* _PROBLEM REQUIREMENTS_:
Count how many lines of the data include the string "Adapter", then say that number and stop.

* _RECORDS PROVIDED_:
Content starts

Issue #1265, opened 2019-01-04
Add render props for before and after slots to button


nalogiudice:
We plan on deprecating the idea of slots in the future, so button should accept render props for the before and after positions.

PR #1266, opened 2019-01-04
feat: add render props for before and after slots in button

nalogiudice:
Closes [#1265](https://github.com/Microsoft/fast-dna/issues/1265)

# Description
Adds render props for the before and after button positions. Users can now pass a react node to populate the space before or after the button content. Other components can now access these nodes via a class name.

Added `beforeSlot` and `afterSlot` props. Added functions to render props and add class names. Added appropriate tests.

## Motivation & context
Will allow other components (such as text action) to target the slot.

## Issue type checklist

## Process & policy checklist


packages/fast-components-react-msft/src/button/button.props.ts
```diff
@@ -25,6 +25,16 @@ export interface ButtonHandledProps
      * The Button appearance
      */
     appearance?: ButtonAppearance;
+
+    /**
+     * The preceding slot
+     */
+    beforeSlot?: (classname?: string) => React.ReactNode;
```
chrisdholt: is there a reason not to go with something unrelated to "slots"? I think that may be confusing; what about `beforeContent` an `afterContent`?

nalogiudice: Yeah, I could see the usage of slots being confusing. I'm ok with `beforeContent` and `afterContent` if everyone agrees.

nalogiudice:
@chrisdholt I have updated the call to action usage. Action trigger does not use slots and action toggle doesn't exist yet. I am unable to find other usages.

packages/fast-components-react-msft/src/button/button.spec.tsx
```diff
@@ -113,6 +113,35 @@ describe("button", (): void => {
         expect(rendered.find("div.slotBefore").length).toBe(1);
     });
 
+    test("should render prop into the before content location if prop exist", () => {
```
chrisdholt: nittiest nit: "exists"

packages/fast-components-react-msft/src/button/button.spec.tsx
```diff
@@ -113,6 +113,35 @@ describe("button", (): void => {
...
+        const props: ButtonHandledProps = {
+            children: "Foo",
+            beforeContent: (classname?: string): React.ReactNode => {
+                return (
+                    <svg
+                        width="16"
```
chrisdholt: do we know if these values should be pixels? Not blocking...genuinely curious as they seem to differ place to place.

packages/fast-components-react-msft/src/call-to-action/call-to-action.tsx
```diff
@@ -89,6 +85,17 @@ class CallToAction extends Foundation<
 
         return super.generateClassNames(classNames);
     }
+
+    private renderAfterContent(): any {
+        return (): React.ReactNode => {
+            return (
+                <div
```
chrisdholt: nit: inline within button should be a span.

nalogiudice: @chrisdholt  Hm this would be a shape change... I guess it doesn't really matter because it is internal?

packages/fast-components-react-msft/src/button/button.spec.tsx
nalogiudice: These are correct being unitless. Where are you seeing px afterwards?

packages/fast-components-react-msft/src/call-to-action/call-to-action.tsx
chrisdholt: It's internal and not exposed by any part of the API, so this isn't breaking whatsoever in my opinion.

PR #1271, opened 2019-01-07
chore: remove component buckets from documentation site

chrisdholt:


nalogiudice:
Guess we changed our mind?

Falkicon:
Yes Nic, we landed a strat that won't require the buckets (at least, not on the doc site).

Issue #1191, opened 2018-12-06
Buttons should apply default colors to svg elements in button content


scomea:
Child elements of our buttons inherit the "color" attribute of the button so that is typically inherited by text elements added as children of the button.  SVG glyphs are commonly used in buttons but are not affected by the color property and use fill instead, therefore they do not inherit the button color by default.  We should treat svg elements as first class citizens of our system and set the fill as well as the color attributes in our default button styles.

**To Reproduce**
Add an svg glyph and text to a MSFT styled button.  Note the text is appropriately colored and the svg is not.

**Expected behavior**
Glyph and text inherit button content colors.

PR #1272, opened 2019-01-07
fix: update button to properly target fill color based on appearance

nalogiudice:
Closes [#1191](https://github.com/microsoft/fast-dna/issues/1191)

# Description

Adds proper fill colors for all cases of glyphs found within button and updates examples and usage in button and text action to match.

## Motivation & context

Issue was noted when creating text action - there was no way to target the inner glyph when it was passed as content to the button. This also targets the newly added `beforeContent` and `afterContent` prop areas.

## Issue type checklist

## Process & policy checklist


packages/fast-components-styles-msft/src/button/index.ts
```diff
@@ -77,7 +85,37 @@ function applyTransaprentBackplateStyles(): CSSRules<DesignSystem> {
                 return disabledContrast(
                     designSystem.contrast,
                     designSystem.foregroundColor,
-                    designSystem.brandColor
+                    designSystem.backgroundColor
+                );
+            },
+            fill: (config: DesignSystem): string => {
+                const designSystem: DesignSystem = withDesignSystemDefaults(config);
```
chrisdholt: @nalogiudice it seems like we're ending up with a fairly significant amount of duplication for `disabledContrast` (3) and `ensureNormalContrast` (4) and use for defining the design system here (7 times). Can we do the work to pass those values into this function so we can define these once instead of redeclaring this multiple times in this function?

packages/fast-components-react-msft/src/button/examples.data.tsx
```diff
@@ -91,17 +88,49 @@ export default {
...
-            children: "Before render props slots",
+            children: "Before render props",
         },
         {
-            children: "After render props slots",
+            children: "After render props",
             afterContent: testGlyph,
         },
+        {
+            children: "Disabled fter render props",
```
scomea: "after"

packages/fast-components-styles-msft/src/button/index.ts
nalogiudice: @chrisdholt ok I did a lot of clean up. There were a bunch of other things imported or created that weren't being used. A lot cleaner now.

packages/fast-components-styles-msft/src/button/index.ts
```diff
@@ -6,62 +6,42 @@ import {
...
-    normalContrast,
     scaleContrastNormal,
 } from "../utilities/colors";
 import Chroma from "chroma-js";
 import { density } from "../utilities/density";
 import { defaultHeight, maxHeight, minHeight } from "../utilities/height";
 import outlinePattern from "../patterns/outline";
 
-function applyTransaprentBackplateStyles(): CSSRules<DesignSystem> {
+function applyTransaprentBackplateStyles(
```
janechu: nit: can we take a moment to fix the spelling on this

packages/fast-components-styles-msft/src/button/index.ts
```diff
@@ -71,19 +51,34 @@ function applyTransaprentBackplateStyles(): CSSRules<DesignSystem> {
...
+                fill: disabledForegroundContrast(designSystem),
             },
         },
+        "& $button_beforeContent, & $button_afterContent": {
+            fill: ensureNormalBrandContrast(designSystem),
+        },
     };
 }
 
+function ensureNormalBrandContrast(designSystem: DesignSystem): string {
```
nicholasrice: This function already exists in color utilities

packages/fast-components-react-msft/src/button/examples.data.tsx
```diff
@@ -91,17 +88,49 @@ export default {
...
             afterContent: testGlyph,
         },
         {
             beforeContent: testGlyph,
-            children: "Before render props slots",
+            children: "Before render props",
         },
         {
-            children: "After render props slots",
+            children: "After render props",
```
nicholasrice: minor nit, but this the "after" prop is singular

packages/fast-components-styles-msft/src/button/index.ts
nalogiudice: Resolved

Content ends
Content starts

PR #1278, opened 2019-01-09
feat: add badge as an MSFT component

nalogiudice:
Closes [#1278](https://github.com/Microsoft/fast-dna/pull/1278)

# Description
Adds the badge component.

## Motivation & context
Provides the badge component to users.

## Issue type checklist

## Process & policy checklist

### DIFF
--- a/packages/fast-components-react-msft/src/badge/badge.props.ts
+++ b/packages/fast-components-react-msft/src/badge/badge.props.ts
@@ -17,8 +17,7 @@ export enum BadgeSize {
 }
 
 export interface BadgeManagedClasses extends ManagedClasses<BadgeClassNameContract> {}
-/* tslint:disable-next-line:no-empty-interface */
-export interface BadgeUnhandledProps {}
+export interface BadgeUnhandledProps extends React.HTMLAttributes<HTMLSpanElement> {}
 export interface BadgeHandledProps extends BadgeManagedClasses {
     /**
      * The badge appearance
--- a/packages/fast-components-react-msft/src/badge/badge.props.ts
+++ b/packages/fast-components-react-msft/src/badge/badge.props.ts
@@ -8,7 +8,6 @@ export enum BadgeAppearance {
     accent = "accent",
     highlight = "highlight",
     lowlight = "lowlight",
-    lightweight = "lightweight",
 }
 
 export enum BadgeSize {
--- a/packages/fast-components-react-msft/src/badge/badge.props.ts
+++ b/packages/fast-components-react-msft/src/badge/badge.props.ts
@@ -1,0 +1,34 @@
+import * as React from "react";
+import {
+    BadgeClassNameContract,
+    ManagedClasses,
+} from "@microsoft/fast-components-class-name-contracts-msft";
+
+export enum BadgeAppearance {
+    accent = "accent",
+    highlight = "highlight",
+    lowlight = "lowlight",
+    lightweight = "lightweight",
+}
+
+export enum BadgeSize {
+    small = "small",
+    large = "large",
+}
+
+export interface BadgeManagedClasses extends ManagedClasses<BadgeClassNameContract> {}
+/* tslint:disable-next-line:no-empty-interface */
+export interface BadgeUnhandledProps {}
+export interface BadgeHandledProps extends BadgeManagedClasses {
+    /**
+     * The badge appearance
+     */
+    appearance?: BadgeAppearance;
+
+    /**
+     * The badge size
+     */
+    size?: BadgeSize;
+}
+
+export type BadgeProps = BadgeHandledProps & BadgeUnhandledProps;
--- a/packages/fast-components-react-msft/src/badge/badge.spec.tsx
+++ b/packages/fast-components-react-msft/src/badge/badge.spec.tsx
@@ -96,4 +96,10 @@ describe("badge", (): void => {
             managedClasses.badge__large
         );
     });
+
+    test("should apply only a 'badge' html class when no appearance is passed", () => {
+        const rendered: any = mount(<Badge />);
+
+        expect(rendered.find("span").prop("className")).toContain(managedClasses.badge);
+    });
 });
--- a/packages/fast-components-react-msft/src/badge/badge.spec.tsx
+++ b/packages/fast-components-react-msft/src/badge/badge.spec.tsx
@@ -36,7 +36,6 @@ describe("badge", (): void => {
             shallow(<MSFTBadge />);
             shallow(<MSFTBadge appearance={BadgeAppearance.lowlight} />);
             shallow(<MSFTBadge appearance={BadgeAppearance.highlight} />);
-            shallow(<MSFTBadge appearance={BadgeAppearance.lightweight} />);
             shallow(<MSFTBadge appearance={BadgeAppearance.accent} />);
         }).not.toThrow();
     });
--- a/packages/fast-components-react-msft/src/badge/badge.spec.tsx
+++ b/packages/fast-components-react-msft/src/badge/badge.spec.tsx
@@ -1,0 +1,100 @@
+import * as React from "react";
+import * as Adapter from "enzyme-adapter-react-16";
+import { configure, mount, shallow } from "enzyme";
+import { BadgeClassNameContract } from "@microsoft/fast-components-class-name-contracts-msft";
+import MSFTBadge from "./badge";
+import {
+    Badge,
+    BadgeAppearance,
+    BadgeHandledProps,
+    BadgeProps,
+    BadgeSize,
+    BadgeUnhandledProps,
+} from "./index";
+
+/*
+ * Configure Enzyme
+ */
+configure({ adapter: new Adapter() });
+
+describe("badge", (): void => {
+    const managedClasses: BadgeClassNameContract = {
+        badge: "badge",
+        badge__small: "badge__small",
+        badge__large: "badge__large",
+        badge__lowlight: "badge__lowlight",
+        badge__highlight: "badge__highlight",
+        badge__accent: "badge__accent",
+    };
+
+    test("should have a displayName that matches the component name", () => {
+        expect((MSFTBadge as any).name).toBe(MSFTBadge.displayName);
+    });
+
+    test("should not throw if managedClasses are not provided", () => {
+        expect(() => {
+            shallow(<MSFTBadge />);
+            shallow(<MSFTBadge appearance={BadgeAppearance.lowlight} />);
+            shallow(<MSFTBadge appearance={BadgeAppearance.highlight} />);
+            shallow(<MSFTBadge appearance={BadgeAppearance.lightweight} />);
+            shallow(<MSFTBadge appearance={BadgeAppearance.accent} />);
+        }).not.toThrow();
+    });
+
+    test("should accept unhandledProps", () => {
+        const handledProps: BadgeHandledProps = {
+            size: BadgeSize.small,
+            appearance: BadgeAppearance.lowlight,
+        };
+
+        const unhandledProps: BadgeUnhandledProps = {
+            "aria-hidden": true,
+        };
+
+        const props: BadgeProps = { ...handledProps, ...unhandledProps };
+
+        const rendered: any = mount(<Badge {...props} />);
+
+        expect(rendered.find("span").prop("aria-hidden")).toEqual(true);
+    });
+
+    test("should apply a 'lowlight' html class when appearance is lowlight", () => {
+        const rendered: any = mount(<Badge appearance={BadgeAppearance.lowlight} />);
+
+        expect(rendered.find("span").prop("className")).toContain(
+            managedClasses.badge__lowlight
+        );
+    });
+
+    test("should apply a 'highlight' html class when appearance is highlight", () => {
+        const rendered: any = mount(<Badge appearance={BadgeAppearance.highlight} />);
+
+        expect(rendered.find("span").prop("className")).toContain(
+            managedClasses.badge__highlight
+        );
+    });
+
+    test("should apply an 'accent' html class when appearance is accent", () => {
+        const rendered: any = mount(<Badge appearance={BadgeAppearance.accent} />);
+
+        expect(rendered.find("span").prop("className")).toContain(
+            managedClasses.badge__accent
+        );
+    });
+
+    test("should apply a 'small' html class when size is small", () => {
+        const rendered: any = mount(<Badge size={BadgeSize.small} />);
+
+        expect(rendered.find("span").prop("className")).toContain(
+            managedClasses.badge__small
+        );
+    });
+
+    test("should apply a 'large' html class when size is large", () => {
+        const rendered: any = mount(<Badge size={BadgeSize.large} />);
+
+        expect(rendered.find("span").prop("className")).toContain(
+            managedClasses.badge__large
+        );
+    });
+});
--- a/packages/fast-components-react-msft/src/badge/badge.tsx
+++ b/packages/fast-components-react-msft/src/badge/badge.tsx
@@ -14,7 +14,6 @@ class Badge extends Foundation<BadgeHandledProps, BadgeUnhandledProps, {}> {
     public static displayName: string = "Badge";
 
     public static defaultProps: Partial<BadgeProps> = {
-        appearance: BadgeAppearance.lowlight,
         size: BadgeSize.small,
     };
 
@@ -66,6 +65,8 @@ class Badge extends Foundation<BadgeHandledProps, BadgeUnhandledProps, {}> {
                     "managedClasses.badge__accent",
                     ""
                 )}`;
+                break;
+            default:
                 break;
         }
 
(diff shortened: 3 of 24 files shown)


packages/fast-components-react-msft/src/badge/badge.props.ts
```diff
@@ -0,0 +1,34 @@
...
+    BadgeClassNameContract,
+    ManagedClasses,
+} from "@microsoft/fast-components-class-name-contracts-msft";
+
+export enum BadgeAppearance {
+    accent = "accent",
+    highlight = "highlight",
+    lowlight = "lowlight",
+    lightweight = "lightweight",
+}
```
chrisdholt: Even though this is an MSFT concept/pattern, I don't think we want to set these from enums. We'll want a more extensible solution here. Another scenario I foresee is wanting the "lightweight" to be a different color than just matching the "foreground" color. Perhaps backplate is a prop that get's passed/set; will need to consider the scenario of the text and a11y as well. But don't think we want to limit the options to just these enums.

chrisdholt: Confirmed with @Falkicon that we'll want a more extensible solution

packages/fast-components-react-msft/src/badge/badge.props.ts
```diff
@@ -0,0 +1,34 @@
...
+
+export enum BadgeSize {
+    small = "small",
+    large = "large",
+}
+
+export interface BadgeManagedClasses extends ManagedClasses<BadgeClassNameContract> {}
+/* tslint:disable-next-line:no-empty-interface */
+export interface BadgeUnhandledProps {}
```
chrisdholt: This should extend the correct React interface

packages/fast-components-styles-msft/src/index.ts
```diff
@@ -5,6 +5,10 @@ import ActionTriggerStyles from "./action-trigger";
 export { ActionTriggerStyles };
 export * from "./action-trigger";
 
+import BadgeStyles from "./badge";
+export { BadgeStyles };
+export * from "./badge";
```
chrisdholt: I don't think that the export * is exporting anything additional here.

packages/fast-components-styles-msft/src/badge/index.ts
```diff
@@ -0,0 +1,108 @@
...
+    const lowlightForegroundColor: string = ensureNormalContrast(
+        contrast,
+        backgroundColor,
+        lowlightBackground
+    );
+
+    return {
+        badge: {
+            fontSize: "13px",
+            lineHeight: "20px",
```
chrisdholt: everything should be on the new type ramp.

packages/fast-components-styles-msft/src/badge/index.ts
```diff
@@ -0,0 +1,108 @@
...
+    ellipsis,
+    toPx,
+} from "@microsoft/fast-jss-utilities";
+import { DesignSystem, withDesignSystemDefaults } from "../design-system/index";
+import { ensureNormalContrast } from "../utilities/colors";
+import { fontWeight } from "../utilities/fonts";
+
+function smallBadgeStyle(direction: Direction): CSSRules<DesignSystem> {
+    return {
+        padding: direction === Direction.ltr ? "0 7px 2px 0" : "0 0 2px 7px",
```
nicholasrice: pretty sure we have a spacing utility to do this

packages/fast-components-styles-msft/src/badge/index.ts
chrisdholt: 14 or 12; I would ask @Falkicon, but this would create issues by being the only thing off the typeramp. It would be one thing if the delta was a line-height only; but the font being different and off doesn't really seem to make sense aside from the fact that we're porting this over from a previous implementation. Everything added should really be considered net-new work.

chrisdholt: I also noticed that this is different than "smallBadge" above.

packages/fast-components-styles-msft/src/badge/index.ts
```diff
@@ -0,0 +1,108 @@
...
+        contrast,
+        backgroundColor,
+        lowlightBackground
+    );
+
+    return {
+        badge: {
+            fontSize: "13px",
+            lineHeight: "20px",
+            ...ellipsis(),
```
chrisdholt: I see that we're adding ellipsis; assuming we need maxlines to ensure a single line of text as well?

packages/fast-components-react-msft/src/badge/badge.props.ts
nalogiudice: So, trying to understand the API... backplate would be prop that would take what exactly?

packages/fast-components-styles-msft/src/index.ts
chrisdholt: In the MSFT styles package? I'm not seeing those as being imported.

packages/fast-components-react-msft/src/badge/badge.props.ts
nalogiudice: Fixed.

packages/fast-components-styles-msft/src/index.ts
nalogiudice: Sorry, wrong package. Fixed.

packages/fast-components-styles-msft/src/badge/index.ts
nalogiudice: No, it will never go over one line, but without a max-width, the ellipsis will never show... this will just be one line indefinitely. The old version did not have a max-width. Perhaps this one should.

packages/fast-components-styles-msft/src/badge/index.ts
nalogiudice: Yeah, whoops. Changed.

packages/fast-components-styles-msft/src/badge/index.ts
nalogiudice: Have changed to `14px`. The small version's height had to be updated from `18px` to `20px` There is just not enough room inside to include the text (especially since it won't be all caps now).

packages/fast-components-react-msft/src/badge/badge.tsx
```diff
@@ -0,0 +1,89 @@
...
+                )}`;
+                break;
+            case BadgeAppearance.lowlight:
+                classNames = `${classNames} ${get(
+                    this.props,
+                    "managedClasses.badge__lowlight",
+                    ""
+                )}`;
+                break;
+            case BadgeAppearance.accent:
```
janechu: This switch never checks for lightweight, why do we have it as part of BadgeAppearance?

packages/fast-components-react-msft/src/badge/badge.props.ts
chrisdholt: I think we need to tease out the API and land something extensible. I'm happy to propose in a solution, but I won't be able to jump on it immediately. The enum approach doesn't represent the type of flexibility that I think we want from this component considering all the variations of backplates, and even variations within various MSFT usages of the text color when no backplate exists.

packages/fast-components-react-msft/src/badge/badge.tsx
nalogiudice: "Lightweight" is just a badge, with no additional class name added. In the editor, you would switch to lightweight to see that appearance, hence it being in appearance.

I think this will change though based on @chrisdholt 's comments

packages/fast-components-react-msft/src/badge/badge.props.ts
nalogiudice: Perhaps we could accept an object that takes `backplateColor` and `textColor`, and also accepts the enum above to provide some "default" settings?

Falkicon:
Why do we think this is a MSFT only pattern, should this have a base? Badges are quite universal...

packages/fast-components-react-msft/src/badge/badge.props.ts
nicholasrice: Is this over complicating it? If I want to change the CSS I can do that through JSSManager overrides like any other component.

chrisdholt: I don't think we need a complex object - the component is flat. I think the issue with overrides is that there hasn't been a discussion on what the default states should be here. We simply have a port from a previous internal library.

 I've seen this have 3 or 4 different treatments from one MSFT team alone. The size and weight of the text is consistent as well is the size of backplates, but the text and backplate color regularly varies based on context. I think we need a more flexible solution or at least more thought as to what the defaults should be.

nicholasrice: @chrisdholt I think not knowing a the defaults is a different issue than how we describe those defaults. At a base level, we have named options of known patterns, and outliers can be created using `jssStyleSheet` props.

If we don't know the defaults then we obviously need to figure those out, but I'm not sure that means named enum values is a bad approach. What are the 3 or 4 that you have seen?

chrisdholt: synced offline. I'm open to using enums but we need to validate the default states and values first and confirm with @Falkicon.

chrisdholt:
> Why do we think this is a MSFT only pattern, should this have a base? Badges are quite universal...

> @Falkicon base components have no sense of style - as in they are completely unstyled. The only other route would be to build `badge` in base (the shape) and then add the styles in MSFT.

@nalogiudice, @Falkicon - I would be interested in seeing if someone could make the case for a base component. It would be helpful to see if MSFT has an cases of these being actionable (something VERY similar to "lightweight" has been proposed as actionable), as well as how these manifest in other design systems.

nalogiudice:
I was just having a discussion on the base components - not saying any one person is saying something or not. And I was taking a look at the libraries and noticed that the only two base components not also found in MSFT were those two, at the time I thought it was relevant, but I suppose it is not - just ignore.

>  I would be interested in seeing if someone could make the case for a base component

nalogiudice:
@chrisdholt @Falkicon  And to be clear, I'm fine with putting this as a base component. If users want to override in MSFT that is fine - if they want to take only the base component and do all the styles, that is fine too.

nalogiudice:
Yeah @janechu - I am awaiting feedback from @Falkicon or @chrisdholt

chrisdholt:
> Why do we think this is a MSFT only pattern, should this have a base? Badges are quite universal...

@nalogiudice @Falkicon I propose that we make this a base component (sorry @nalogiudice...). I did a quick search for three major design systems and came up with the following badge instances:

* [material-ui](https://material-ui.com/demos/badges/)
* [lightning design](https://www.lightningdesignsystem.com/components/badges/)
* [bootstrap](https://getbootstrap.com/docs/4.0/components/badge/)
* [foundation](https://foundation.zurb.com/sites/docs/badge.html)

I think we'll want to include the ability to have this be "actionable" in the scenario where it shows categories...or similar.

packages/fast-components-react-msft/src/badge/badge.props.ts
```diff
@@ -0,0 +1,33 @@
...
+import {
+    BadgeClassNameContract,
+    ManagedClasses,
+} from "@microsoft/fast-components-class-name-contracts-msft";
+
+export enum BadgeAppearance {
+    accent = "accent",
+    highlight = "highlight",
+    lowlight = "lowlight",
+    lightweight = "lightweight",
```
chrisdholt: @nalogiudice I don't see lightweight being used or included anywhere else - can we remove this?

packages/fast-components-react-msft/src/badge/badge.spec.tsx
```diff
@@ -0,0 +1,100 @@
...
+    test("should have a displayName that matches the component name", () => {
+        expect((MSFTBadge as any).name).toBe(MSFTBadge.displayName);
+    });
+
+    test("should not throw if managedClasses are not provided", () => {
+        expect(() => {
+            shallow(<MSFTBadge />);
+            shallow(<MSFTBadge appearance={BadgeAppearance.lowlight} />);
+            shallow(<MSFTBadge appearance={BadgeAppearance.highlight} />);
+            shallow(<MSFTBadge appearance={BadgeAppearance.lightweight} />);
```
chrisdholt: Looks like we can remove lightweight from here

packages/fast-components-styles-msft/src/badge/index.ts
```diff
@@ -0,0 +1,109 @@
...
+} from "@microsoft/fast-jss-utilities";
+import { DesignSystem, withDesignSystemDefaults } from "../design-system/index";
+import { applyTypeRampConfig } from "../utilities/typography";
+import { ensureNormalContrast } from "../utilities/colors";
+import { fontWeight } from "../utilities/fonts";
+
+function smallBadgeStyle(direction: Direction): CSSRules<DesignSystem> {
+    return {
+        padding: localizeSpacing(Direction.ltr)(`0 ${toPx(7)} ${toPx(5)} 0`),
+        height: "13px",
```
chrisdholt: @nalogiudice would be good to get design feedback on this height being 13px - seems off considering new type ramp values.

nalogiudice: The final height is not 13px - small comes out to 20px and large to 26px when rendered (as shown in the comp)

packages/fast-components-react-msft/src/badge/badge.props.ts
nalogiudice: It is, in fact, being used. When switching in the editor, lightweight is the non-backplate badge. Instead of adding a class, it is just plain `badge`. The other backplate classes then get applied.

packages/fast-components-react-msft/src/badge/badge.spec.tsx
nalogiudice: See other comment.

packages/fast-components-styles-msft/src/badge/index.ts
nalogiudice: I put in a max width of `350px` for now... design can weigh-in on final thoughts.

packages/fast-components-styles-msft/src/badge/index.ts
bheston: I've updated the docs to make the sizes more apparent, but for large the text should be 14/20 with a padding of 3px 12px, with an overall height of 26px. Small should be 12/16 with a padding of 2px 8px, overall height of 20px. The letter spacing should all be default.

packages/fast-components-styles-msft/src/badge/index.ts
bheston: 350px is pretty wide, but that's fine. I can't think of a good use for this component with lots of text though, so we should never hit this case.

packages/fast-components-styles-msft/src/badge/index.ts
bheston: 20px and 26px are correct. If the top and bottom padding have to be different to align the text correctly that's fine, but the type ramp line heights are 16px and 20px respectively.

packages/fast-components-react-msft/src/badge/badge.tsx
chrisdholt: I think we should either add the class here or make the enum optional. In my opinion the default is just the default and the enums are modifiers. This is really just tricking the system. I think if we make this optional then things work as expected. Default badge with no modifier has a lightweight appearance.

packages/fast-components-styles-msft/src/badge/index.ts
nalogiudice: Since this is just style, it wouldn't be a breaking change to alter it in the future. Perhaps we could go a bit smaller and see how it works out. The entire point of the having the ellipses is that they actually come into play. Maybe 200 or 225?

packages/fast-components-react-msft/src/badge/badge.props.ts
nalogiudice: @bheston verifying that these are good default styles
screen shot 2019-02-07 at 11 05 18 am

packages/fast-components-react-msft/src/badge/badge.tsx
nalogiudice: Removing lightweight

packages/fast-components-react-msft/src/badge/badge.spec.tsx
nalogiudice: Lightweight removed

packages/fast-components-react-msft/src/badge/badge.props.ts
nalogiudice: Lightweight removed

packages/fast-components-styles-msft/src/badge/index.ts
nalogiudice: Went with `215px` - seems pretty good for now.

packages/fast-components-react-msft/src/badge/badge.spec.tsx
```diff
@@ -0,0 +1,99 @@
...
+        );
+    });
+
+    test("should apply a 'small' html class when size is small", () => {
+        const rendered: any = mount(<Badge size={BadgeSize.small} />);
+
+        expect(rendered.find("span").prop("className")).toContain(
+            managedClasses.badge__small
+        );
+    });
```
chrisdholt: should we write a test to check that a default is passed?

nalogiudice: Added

Content ends

* _TASK OUTPUT_:
2